Enhancing the electrocatalytic properties of LaMnO₃ by tuning surface oxygen deficiency through salt assisted combustion synthesis

In this work, we report a detailed investigation on the salt assisted combustion synthesis of LaMnO₃ perovskite catalyst for improving the electrochemical properties through agglomeration control and enhanced oxygen defects for fuel cell and battery applications. The main challenge in conventional solution combustion synthesis (SCS) is the nanoparticle agglomeration that masks the active sites in catalysts. Herein, we follow a salt assisted solution combustion synthesis route to synthesize LaMnO₃ perovskites (LaMnO₃-SA) with a lower level of agglomeration and investigate its application for oxygen electrocatalysis. Through an effective incorporation of salt in the redox combustion mixture, the surface area of the particles doubled along with an improved pore size and pore volume distribution.
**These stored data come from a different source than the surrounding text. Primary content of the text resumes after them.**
PR #422, opened 2022-01-11
slack text message link tags

Buhle79:
Hide text message links and set cron for script


ndoh_hub/settings.py
```diff
@@ -257,11 +257,22 @@
     "HANDLE_EXPIRED_HELPDESK_CONTACTS_HOUR", "3"
 )
 
+RANDOM_CONTACTS_HOUR = env.str("RANDOM_CONTACTS_HOUR", "9")
```
erikh360: Let's change this to 2 please, so that it's available as soon as we open slack and it doesn't interfere with anything else.

erikh360 (approved):
Awesome, just the one small comment but looks good

PR #423, opened 2022-01-18
library upgrade and python version upgrade

Buhle79:
Celery upgrade


eventstore/test_hcs_tasks.py
```diff
@@ -12,7 +12,7 @@ class UpdateTurnContactTaskTest(TestCase):
     def test_update_turn_contact_task(self):
         responses.add(
             responses.PATCH,
-            f"https://turn/v1/contacts/27820001001/profile",
+            f"{'https://turn/v1/contacts/27820001001/profile'}",
```
erikh360: for these we can just remove the `f` since we're not replacing anything

eventstore/test_hcs_tasks.py
```diff
@@ -22,6 +22,6 @@ def test_update_turn_contact_task(self):
         [patch] = responses.calls
 
         self.assertEqual(
-            patch.request.url, f"https://turn/v1/contacts/27820001001/profile"
+            patch.request.url, f"{'https://turn/v1/contacts/27820001001/profile'}"
```
erikh360: same as above, so just `"https://turn/v1/contacts/27820001001/profile"` no f or {}

eventstore/test_tasks.py
```diff
@@ -91,7 +91,7 @@ def test_conversation_expired(self):
         )
 
         responses.add(
-            responses.POST, f"http://turn/v1/chats/27820001001/archive", json={}
+            responses.POST, f"{'http://turn/v1/chats/27820001001/archive'}", json={}
```
erikh360: same

eventstore/test_tasks.py
```diff
@@ -111,7 +111,7 @@ def test_conversation_expired(self):
             json.loads(turn_archive.request.body),
             {
                 "before": "ABGGJ4NjeFMfAgo-sCqKaSQU4UzP",
-                "reason": f"Auto archived after 11 days",
+                "reason": f"{'Auto archived after 11 days'}",
```
erikh360: same

ndoh_hub/settings.py
```diff
@@ -139,7 +139,7 @@
 
 USE_L10N = True
 
-USE_TZ = True
+# USE_TZ = True
```
erikh360: Not sure if we need this change?

ndoh_hub/testsettings.py
```diff
@@ -1,4 +1,4 @@
-from ndoh_hub.settings import *  # flake8: noqa
+from ndoh_hub.settings import REST_FRAMEWORK  # flake8: noqa
```
erikh360: undo

setup.py
```diff
@@ -16,10 +16,11 @@
         "Markdown==3.1.1",
         "dj-database-url==0.5.0",
         "django-environ==0.4.5",
-        "psycopg2==2.7.5",
+        # "psycopg2==2.7.5",
```
erikh360: remove commented out line

erikh360 (commented):
looks good, some small comments

eventstore/serializers.py
```diff
@@ -397,3 +424,28 @@ class Code(serializers.Serializer):
 
 class ForgetContactSerializer(serializers.Serializer):
     contact_id = serializers.UUIDField(required=True)
+
+
+class RegistrationSerializer(serializers.ModelSerializer):
```
erikh360: Should we not leave this one in the registration app? its not used in eventstore

eventstore/admin.py
```diff
@@ -233,3 +236,27 @@ def get_readonly_fields(self, request, obj=None):
         if obj is None:
             return ()
         return super().get_readonly_fields(request, obj)
+
+
+class RegistrationAdmin(admin.ModelAdmin):
```
erikh360: I don't think this should be here?

eventstore/tasks.py
```diff
@@ -111,6 +160,58 @@ def get_rapidpro_contact_by_msisdn(context, field):
     return context
 
 
+@app.task()
+def remove_personally_identifiable_fields(registration_id):
```
erikh360: Don't need this

eventstore/tasks.py
```diff
@@ -52,6 +96,11 @@ def get_utc_now():
     return datetime.now(tz=pytz.utc)
 
 
+is_client = IdentityStoreApiClient(
```
erikh360: Don't need this

scripts/migrate_to_rapidpro/fix_auto_baby_switch_hub.py
```diff
@@ -19,7 +19,7 @@ async def process_babyswitch(session, row, target, jembi_writer):
     contact_id = row["contact_id"]
     timestamp = row["timestamp"]
 
-    url = urllib_parse.urljoin(HUB_URL, f"/api/v2/babyswitches/")
+    url = urllib_parse.urljoin(HUB_URL, f"{'/api/v2/babyswitches/'}")
```
erikh360: Don't need the F and {''}

erikh360 (commented):
Looking good, just a few things I think we don't need

setup.py
```diff
@@ -44,7 +44,7 @@
         "Framework :: Django",
         "License :: OSI Approved :: BSD License",
         "Programming Language :: Python",
-        "Programming Language :: Python :: 3.6",
+        "Programming Language :: Python :: 3.9.9",
```
rudigiesler, line 47: I don't think there's a 3.9.9 classifier, only 3.9: https://pypi.org/classifiers/

eventstore/tasks.py
```diff
@@ -618,3 +661,129 @@ def get_random_contact():
...
+        pass
+    for message_type in ("image", "document", "audio", "video", "voice", "sticker"):
+        try:
+            return message[message_type].get("caption", "<{}>".format(message_type))
+        except KeyError:
+            pass
+    try:
+        assert "contacts" in message
+        return "<contacts>"
+    except AssertionError:
```
rudigiesler: This is a silly pattern that I used a while ago, might be a good opportunity to change it.

Using try/except is a good python pattern, but using `assert` in anything other than unit tests has issues, most notably that they can be disabled: https://docs.python.org/3/reference/simple_stmts.html#the-assert-statement

A better pattern here would be just an if statement.

rudigiesler (commented):
Just two small comments, but overall looks great!

rudigiesler (approved):

erikh360 (approved):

The surface analysis by x-ray photoelectron spectroscopy indicated the formation of more surface oxygen defects with the introduction of inert salt that helps the absorption of oxygenated species during electrochemical process. Remarkably, LaMnO₃-SA showed superior characteristics in terms of limiting current density, onset potential and half wave potential displaying enhanced bifunctionality towards oxygen reduction reaction (ORR) and oxygen evolution reaction (OER). The mass activity of LaMnO₃-SA was almost double and kinetic current density was threefold the value at -0.25 V in comparison to the traditional SCS LaMnO₃. This work demonstrates that active sites accessible for oxygen electrocatalysis in solution combustion synthesis can be enhanced through the introduction of an inert salt during the synthesis.